Depende sempre do contexto, mas acho que nesse caso não. Eu penso que "o diabo", nesse caso, é mais força de expressão, um expletivo.


----------



## Outsider

Sim, "o diabo" neste caso é "o problema".


----------



## Raúl63

Gracias a todos.
RAUL


----------



## gvergara

Olá,

E neste caso meu, pode se saber se é apenas um expletivo, ou dá à oração um valor expletivo? Eu tenho para mim que podia ser interpretada das duas formas. Contexto: Um rapaz diz ao pai dele que já tem emprego. 

_Um dia Eduardo chegou em casa com a novidade:

— Sabe, papai? Procurei o homem! Estou empregado.

Seu Marciano não estranhou. Acostumara-se aos repentes do
filho.

— *O diabo é ter de ficar lá das onze às cinco*._
*De "O encontro marcado" de Fernando Sabino*

Desde já muito grato,

G.


----------



## pfaa09

gvergara said:


> Olá,
> 
> E neste caso meu, pode se saber se é apenas um expletivo, ou dá à oração um valor expletivo? Eu tenho para mim que podia ser interpretada das duas formas. Contexto: Um rapaz diz ao pai dele que já tem emprego.
> 
> _Um dia Eduardo chegou em casa com a novidade:
> 
> — Sabe, papai? Procurei o homem! Estou empregado.
> 
> Seu Marciano não estranhou.
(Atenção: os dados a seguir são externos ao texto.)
PR #1185, opened 2019-09-16
[Clean Code]remove init parameters logic from worker

QiJune:
1.   The logic that workers initialize parameters and push to pserver is not correct.  

There are many workers, the parameters could be initialized many times and also pushed to pservers many times.

The correct logic is to initialize parameters in master node, and then broadcast to pservers.  Workers only pull parameters from pservers.

2.  I made an experiment:

```python
def custom_model():
    inputs = tf.keras.Input(shape=(28, 28), name="image")
    x = tf.keras.layers.Reshape((28, 28, 1))(inputs)
    x = tf.keras.layers.Conv2D(32, kernel_size=(3, 3), activation="relu")(x)
    x = tf.keras.layers.Conv2D(64, kernel_size=(3, 3), activation="relu")(x)
    x = tf.keras.layers.BatchNormalization()(x)
    x = tf.keras.layers.MaxPooling2D(pool_size=(2, 2))(x)
    x = tf.keras.layers.Dropout(0.25)(x)
    x = tf.keras.layers.Flatten()(x)
    outputs = tf.keras.layers.Dense(10)(x)

    return tf.keras.Model(inputs=inputs, outputs=outputs, name="mnist_model")

model = custom_model()
print(model.trainable_variables)
```

It seems that parameters have been already created when creating the model.

3. Another experiment for subclass API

Acostumara-se aos repentes do
> filho.
> 
> — *O diabo é ter de ficar lá das onze às cinco*._
> *De "O encontro marcado" de Fernando Sabino*
> 
> Desde já muito grato,
> 
> G.


Aqui não se trata de expletivo, pois "o diabo" substitui _o problema / a parte má ou negativa_.
Teria de haver na frase qualquer coisa para designar o mesmo que "o diabo".


----------



## zema

Yo diría coloquialmente:
- Lo jodido es tener que permanecer / estar ahí de once a cinco/desde las once hasta las cinco.
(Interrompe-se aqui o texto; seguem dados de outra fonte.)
PR #1187, opened 2019-09-16
Fix #1166 organize args

### LINKED ISSUE #1166: Reorganize arguments of common/master/worker to avoid duplicate declaration
Currently the `argparse.ArgumentParser` is created in different places. It is a little hard if we want to add arguments from the master and then pass them to the worker.

+ `common/args.py`
+ `master/args.py`
+ `worker/main.py`

It is better that we can organize them according to rules. We can organize them by `training`, `evaluation` and `prediction`.

chunyang-wen:
This PR reorganizes the arguments of the master and the workers.

+ Move all the argument declarations into a single file.
+ Move share arguments of the master and the workers into a function.
  + This avoids duplicate declarations.


elasticdl/python/common/args.py
```diff
@@ -84,12 +86,7 @@ def parse_envs(arg):
 
 
 def add_common_params(parser):
```
terrytangyuan, line 88: Since we have "add_common_args_between_master_and_worker()" now, should we rename this too?

elasticdl/python/common/args.py
```diff
@@ -383,3 +329,146 @@ def _get_attr(instance, attribute):
...
+    if args.prediction_data_dir and not args.checkpoint_filename_for_init:
+        raise ValueError(
+            "checkpoint_filename_for_init is required for running "
+            "prediction job"
+        )
+
+    return args
+
+
+def parse_worker_args(worker_args=None):
```
terrytangyuan, line 456: I am not sure if it makes sense to put this here since it's common/args.py and these are worker specific.

elasticdl/python/common/args.py
chunyang-wen: I am not aware of the meaning of common arguments here. As `add_common_args` is used by your client, I do not modify it here.

elasticdl/python/common/args.py
chunyang-wen: You can assume that `common/args.py` is used to manage arguments of ElasticDL. It seems better to place similar functions in the same place to avoid duplication.

elasticdl/python/common/args.py
chunyang-wen: Does `add_common_args` mean the common arguments of training, prediction and evaluation? If so, we can use a more meaningful name then.

terrytangyuan: Yes I think so. They are shared for training, prediction and evaluation.

elasticdl/python/common/args.py
terrytangyuan: Okay

elasticdl/python/common/args.py
chunyang-wen: I'd rather not change the name. Do you have any suggestions for the replacement? Changing the name to `add_common_params_for_training_prediction_evaluation` seems cumbersome. I have added a comment for the function.

terrytangyuan: Where is the comment?

chunyang-wen: Oops! Pushed to the wrong branch. Updated, please have a look.

terrytangyuan (approved):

Te había puesto "quedarme", pero me entró la duda de quién dice eso. Supongo que será el hijo.


----------



## Ari RT

Também creio que seja o filho.
- Pai, consegui um emprego (conta como  se fosse uma coisa muito boa). A parte ruim da coisa boa é que tenho que ficar lá (no trabalho) durante o  expediente.
É uma ironia das grandes, ele quer o trabalho mas não quer trabalhar. "O diabo" introduz uma nova afirmação de valor adversativo: tenho trabalho MAS tenho que trabalhar.
Gostaria de ter um carro novo. O diabo é que isso custa dinheiro.
Mudei-me para a quietude do interior. O diabo é a falta que me faz a praia aos domingos.
Não tem mulher nem filhos, vai aonde quer, quando quer, com quem quer. Um "vidão". O diabo é que na velhice não terá quem cuide dele.


----------



## zema

Por las dudas, aclaro que con "ahí" me refería a "en el trabajo".
Esos _ahí/allá_ y _aí/lá_ no funcionan exactamente igual en español y en portugués. En este caso para mí da lo mismo decir en castellano "ahí" o "allá", pero en otros casos se puede prestar a confusión.

Por ejemplo, si no estoy atento, por interferencia del español muchas veces se me escapa_ "lá" _cuando en portugués debería decir_ "aí"_; es algo que se vuelve muy evidente al hablar por teléfono.


----------